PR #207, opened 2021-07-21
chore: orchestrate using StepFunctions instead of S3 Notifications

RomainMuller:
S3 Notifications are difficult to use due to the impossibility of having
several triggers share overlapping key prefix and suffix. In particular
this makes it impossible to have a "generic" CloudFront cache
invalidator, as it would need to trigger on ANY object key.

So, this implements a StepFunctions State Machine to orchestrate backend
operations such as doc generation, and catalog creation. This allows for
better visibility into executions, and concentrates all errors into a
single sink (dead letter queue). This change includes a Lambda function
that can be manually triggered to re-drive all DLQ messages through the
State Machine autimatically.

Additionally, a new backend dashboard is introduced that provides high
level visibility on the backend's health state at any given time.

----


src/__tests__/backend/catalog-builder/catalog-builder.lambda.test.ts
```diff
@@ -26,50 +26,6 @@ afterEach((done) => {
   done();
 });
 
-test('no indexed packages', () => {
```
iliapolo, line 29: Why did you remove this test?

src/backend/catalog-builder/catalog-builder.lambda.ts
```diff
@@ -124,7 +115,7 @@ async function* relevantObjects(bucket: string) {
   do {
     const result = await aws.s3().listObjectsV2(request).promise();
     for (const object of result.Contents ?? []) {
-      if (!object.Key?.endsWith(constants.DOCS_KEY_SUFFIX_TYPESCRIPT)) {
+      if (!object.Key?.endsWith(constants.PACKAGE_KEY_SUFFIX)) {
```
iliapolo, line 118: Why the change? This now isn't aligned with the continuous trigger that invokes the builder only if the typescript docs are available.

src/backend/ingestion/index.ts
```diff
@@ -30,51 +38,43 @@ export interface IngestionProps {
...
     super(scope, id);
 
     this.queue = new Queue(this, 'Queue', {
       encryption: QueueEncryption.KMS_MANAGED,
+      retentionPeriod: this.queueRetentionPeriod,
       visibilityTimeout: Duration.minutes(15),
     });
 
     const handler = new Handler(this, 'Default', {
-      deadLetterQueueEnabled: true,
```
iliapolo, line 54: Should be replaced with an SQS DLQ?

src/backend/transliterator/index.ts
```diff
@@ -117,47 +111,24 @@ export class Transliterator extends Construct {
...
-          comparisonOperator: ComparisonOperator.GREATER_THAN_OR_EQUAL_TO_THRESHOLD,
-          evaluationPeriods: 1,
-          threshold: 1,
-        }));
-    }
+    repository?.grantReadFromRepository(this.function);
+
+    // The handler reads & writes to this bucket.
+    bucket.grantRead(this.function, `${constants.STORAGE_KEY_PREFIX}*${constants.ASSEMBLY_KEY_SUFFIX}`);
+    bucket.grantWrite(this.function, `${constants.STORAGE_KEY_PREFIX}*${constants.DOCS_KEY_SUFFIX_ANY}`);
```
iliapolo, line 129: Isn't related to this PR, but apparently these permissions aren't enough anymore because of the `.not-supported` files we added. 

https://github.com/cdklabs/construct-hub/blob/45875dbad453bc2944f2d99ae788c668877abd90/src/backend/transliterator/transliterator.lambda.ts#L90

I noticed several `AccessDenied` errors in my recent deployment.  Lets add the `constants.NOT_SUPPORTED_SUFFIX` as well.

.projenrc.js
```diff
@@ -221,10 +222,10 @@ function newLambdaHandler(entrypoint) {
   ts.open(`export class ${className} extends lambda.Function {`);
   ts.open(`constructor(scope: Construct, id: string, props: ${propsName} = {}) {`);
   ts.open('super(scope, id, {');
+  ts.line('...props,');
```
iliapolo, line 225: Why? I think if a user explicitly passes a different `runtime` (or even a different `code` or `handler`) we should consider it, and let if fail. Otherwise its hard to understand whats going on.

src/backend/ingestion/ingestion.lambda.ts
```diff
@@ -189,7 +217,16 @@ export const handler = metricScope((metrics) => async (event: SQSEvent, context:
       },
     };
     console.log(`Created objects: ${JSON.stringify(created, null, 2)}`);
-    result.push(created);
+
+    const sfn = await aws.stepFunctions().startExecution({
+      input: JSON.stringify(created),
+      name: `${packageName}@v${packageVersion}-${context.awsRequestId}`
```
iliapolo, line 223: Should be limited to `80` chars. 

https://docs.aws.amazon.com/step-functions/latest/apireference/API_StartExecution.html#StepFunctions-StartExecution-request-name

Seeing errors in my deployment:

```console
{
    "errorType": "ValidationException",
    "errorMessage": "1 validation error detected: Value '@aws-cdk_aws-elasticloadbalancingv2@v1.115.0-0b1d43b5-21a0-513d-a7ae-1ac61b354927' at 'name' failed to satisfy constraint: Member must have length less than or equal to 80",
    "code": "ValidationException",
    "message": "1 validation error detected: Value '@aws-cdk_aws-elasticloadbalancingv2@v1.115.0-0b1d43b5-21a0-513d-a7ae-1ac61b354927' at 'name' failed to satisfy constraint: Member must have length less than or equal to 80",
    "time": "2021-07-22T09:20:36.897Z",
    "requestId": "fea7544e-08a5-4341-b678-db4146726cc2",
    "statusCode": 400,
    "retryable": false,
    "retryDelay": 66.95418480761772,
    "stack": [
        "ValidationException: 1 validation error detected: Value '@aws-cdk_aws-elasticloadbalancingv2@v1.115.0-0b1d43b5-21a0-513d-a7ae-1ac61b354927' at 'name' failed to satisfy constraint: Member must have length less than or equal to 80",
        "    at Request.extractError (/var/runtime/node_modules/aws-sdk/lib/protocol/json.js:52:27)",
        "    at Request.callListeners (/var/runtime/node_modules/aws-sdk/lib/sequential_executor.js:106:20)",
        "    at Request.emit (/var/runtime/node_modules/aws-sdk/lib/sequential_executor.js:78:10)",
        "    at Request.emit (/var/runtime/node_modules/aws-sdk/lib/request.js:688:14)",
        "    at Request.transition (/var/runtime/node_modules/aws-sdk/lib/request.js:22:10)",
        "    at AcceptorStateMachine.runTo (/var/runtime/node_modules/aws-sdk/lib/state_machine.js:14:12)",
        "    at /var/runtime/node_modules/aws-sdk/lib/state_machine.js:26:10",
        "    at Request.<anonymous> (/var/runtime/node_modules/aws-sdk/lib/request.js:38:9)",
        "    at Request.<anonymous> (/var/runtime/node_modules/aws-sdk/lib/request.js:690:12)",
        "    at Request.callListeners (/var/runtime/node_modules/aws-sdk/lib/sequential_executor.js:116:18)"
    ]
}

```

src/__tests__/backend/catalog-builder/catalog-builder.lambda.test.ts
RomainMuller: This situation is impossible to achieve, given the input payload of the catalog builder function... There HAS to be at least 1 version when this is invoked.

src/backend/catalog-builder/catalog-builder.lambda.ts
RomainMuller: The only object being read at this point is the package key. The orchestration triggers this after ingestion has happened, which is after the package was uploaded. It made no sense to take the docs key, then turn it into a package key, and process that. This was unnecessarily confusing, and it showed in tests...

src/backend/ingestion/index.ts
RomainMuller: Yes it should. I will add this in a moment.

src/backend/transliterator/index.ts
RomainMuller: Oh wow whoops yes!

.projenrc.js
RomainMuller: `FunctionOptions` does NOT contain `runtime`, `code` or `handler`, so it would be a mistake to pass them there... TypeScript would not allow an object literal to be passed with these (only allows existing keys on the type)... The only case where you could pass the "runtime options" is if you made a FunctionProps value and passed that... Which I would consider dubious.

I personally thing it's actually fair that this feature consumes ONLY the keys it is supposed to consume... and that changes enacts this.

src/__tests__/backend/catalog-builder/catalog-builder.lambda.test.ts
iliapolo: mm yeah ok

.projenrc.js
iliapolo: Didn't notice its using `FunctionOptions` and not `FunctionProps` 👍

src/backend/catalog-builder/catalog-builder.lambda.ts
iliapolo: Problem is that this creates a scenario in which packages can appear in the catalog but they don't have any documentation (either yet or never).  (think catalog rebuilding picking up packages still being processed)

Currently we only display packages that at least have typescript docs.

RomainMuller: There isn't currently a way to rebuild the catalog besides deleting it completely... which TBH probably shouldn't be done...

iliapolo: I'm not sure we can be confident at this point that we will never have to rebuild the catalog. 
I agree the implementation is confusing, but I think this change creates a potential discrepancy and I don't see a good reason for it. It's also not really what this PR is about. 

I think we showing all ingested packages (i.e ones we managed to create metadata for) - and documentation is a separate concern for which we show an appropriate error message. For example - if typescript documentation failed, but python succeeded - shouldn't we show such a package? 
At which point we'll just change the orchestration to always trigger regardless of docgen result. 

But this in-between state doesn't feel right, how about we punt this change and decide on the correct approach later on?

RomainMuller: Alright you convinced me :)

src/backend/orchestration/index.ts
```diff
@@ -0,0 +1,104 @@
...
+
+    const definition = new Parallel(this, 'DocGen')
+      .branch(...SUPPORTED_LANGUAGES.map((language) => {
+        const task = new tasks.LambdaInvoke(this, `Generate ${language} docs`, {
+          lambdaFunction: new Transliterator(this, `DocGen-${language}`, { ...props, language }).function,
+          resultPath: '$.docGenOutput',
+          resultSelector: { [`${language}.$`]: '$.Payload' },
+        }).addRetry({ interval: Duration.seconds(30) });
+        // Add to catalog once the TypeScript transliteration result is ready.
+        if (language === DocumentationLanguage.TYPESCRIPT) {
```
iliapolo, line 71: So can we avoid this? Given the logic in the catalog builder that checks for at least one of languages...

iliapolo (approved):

Task objective
Restate, word for word and with nothing added, the lines from the beginning of the records above through the line that contains "invalidator, as it".

Answer to this task
PR #207, opened 2021-07-21
chore: orchestrate using StepFunctions instead of S3 Notifications

RomainMuller:
S3 Notifications are difficult to use due to the impossibility of having
several triggers share overlapping key prefix and suffix. In particular
this makes it impossible to have a "generic" CloudFront cache
invalidator, as it would need to trigger on ANY object key.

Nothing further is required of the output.